The report, in The Sun, highlighted some of the ridiculous projects funded by the Foreign and Commonwealth Office. Perhaps the oddest was the search to find mates for tropical fish off the coast of Africa.

They also discovered we are funding an anti-littering campaign in Jordan, paying for a touring group to perform Shakespeare in Ecuador, and spending on initiatives to 'empower' museum professionals in India. The list of oddities continues, with English lessons for young footballers in Uruguay, a mural in a rain shelter in Montserrat and a fashion event in Paraguay.

Around 87% of the government's entire aid budget is managed by the Department for International Development, and goes to 1.4 billion people around the world living in poverty. The work delivered internationally has been hailed by the experts as life-changing, and has, for example, saved three million children under the age of five from dying of malaria between 2000 and 2012. Oxfam has highlighted that with a billion people living in poverty, and the challenges posed by climate change, the need for this aid is greater than ever before.
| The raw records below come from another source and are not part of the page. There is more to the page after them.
PR #560, opened 2025-03-03
Enable `populate_test_platform()` with `IXMP4Backend`

glatterf42:
This PR adds a little more functionality to the `IXMP4Backend`, which is enough to make `populate_test_platform()` pass. In turn, this includes `make_dantzig(solve=True)`, so this feels like quite a significant milestone. Enough, at least, to now turn to message_ix and see if I can't get `westeros_baseline` to run. After all, everything making that more fancy than the transport tutorial should be handled in message_ix, I think.

One item deserves special attention, maybe: the `JDBCBackend` has certain units pre-defined, it seems. For `make_dantzig()`, I've included a check for now: when we're on an `IXMP4Backend`, we quickly add the required units. However, this only covers this one test function and we probably want to come up with a solution that covers all cases. Which likely means:

1. Figure out which units are pre-defined
2. Set up a check in `Platform.__init__()` that defines all these units on an `IXMP4Backend`

## How to review

## PR checklist

- [ ] Update release notes.

### DIFF
--- a/ixmp/backend/ixmp4.py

The other 13% of the budget is distributed by other departments - including the FCO - and it's here that things have been going awry. Thanks to the FCO, we have spent £14,000 on a game show that aims to teach young people in Egypt about British values, and £13,000 to measure the carbon footprint of the Dakar rally. This would be almost laughable if it wasn't for the great seriousness of the savage cuts being imposed in the UK at the same time.

These cuts have left tens of thousands of people in such desperate situations that they have been forced to turn to food banks. They distributed enough emergency food to feed almost 1.1 million people for three days in the past year - up almost a fifth from a year earlier. At the same time there were up to a million benefits sanctions imposed on people on very low incomes, which Rachael Orr, head of Oxfam's UK poverty programme, says fuelled much of the increased use of food banks. In some extreme cases, cuts have even contributed to the deaths of those who have not received welfare payments.

In response to the revelations, a Foreign Office official agreed that some of these overseas projects were frivolous and while the vast majority of aid projects were value for money and in people's interests to invest in: "Clearly there are going to have to be some changes to tighten up the approvals and authorisation process." A spokesperson told The Daily Mail: "The vast majority of aid spending promotes UK prosperity and broader stability but there will be a crackdown on projects that cannot show taxpayers' cash is being spent wisely".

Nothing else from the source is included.